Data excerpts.
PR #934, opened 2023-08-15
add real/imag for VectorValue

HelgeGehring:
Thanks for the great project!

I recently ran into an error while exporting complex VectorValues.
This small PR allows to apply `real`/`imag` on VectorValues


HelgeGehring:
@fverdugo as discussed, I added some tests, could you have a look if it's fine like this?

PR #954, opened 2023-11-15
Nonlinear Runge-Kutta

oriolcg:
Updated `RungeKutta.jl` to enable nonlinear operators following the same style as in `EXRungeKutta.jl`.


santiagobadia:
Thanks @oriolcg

* * *

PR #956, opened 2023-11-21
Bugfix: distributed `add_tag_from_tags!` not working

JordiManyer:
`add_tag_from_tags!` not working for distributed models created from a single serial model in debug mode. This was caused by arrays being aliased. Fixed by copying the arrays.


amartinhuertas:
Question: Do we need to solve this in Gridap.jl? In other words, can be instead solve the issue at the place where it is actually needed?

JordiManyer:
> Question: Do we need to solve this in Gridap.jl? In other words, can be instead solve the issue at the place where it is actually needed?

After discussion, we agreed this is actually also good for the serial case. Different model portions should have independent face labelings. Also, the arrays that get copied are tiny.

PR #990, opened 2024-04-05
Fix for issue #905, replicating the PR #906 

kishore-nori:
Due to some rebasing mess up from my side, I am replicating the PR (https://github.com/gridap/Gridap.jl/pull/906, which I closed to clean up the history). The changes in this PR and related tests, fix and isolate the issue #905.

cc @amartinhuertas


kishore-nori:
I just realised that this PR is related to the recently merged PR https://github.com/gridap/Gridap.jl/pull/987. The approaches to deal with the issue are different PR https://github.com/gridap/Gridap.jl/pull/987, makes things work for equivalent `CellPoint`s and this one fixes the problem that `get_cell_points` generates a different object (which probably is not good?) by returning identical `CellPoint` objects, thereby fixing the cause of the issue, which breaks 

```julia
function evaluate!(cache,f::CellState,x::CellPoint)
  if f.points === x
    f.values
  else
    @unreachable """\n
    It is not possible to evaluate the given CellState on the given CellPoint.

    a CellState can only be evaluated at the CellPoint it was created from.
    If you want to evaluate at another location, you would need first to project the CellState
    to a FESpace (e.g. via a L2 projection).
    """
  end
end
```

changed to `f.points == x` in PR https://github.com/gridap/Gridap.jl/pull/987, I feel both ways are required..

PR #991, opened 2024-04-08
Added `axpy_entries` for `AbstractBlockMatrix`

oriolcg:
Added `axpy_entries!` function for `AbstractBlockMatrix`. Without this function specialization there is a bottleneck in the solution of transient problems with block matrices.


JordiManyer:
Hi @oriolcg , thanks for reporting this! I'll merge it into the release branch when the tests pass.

Work order. Would you copy out exactly the lines above that start at the one containing "PR #934, opened 2023-08-15" and end at the one containing "Thanks @oriolcg", inclusive?

Solution to this exercise.
PR #934, opened 2023-08-15
add real/imag for VectorValue

HelgeGehring:
Thanks for the great project!

I recently ran into an error while exporting complex VectorValues.
This small PR allows to apply `real`/`imag` on VectorValues


HelgeGehring:
@fverdugo as discussed, I added some tests, could you have a look if it's fine like this?

PR #954, opened 2023-11-15
Nonlinear Runge-Kutta

oriolcg:
Updated `RungeKutta.jl` to enable nonlinear operators following the same style as in `EXRungeKutta.jl`.


santiagobadia:
Thanks @oriolcg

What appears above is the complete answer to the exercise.